*** Opening RECORDS FOR THIS EXERCISE ***

PR #687, opened 2023-12-11
refactor session calls

ChristianBeilschmidt:
In openapi-client, go to typescript folder and 1x `npm install && npm run build`.
Then, refer to the `dist` directory in the package.json.

### DIFF
--- a/package.json
+++ b/package.json
@@ -52,7 +52,7 @@
         "dagre": "~0.8.5",
         "dagre-d3": "~0.6.4",
         "flatgeobuf": "3.25.0",
-        "geoengine-openapi-client": "file:/home/beilschmidt/git/geo-engine/openapi-client/typescript/dist",
+        "@geoengine/openapi-client": "0.0.2",
         "immutable": "~4.3.0",
         "keycharm": "0.4.0",
         "moment": "~2.29.4",
--- a/package.json
+++ b/package.json
@@ -52,6 +52,7 @@
         "dagre": "~0.8.5",
         "dagre-d3": "~0.6.4",
         "flatgeobuf": "3.25.0",
+        "geoengine-openapi-client": "file:/home/beilschmidt/git/geo-engine/openapi-client/typescript/dist",
         "immutable": "~4.3.0",
         "keycharm": "0.4.0",
         "moment": "~2.29.4",
--- a/projects/core/src/lib/backend/backend.model.ts
+++ b/projects/core/src/lib/backend/backend.model.ts
@@ -12,15 +12,6 @@ export interface RegistrationDict {
     id: UUID;
 }
 
-export interface SessionDict {
-    id: UUID;
-    user?: UserDict;
-    created: TimestampString;
-    validUntil: TimestampString;
-    project?: UUID;
-    view?: STRectangleDict;
-}
-
 export interface UserDict {
     id: UUID;
     email?: string;
--- a/projects/core/src/lib/users/user.service.ts
+++ b/projects/core/src/lib/users/user.service.ts
@@ -189,15 +189,12 @@ export class UserService {
      * @param credentials.password The user's password.
      * @returns `true` if the login was successful, `false` otherwise.
      */
-    login(credentials: {email: string; password: string}): Observable<Session> {
+    login(userCredentials: {email: string; password: string}): Observable<Session> {
         const result = new ReplaySubject<Session>();
 
         new SessionApi()
             .loginHandler({
-                userCredentials: {
-                    email: credentials.email,
-                    password: credentials.password,
-                },
+                userCredentials,
             })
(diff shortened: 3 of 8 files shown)


ChristianBeilschmidt:
[UI-Client-Library aus OpenAPI generieren](https://trello.com/c/Barx5fXr/1535-ui-client-library-aus-openapi-generieren)

projects/core/src/lib/backend/backend.model.ts
```diff
@@ -12,15 +12,6 @@ export interface RegistrationDict {
     id: UUID;
 }
 
-export interface SessionDict {
```
michaelmattig, line 15: Do we not need to wrap everything like we do in Python (I mean converting to and from internal types)? Our core is basically also a library.

Or do we view it as an application?

projects/core/src/lib/users/user.service.ts
```diff
@@ -190,49 +195,55 @@ export class UserService {
...
-            .loginUser(credentials)
-            .pipe(mergeMap((response) => this.createSession(response)))
-            .subscribe(
-                (session) => {
-                    this.session$.next(session);
-                    result.next(session);
+
+        new SessionApi(new Configuration({basePath: this.config.API_URL}))
+            .loginHandler({
+                userCredentials: {
```
michaelmattig, line 201: can you not just pass the credentials without unpacking?

projects/core/src/lib/users/user.service.ts
```diff
@@ -190,49 +195,55 @@ export class UserService {
...
+                    email: credentials.email,
+                    password: credentials.password,
                 },
-                (error) => result.error(error),
-                () => result.complete(),
-            );
+            })
+            .then((response) => this.sessionFromDict(response))
```
michaelmattig, line 206: why two `then`s?

projects/core/src/lib/users/user.service.ts
```diff
@@ -190,49 +195,55 @@ export class UserService {
...
     }
 
     createSessionWithToken(sessionToken: UUID): Observable<Session> {
-        return this.backend.getSession(sessionToken).pipe(
-            mergeMap((response) => this.createSession(response)),
-            tap((session) => this.session$.next(session)),
-        );
+        return from(
+            new SessionApi(new Configuration({basePath: this.config.API_URL, accessToken: sessionToken}))
+                .sessionHandler()
```
michaelmattig, line 244: I find these names rather confusing. I think it would be better if it's called getSessionHandler. I know it's the same in Python, so maybe we should think about renaming the handlers in Rust?

package.json
```diff
@@ -52,6 +52,7 @@
         "dagre": "~0.8.5",
         "dagre-d3": "~0.6.4",
         "flatgeobuf": "3.25.0",
+        "geoengine-openapi-client": "file:/home/beilschmidt/git/geo-engine/openapi-client/typescript/dist",
         "immutable": "~4.3.0",
```
michaelmattig, line 56: I get this warning when I run it:

> Warning: /home/michael/git/geoengine-ui/dist/core/fesm2022/geoengine-core.mjs depends on 'geoengine-openapi-client'. CommonJS or AMD dependencies can cause optimization bailouts.
For more info see: https://angular.io/guide/build#configuring-commonjs-dependencies

projects/core/src/lib/backend/backend.model.ts
ChristianBeilschmidt: Well, there is a session class that wraps it. But we can replace the dict types.

projects/core/src/lib/users/user.service.ts
ChristianBeilschmidt: Ok, we should discuss it, but not in this task.

package.json
ChristianBeilschmidt: We needed to add `/esm` to the end.
The current package works fine: [43cddc1](https://github.com/geo-engine/geoengine-ui/pull/687/commits/43cddc17438a148c50093ad2371ff3f3485dbf1f)

projects/core/src/lib/users/user.service.ts
ChristianBeilschmidt: [794cdc0](https://github.com/geo-engine/geoengine-ui/pull/687/commits/794cdc015b8891f366415fcd572c528d8d734f82)

projects/core/src/lib/users/user.service.ts
ChristianBeilschmidt: [794cdc0](https://github.com/geo-engine/geoengine-ui/pull/687/commits/794cdc015b8891f366415fcd572c528d8d734f82)

jdroenner (approved):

*** Closing RECORDS FOR THIS EXERCISE ***

● WORK TASK
Could you copy every line in the records that holds "mergeMap"?

● RESPONSE TO THE TASK
-            .pipe(mergeMap((response) => this.createSession(response)))
-            mergeMap((response) => this.createSession(response)),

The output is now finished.